Problem to solve -
In the records below, find the line containing "Move to https://github.com/ScoopInstaller/Versions, and"; copy exactly that line and all lines after it to the end, and nothing else.

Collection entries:
'''

PR #3276, opened 2019-11-27
ziglang-edge: Add ziglang edge

Nebulavenus:
Adds ziglang nightly


niheaven:
Move to https://github.com/ScoopInstaller/Versions, and run `checkver -f` first.

The version contains '+', so https://github.com/lukesampson/scoop/pull/3613 is needed.

Nebulavenus:
Moved to ScoopInstaller/Versions#185

PR #5859, opened 2021-03-17
wpsoffice: Modify checkver.url

sinloss:
To fetch the newest version. 

As the version on the page `https://pc.wps.com` has lagged behind a lot, a newer solution is needed.


sinloss:
Kindly request a faster merge of this due to the real need of using this one... 😄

'''

Written solution -
Move to https://github.com/ScoopInstaller/Versions, and run `checkver -f` first.

The version contains '+', so https://github.com/lukesampson/scoop/pull/3613 is needed.

Nebulavenus:
Moved to ScoopInstaller/Versions#185

PR #5859, opened 2021-03-17
wpsoffice: Modify checkver.url

sinloss:
To fetch the newest version. 

As the version on the page `https://pc.wps.com` has lagged behind a lot, a newer solution is needed.


sinloss:
Kindly request a faster merge of this due to the real need of using this one... 😄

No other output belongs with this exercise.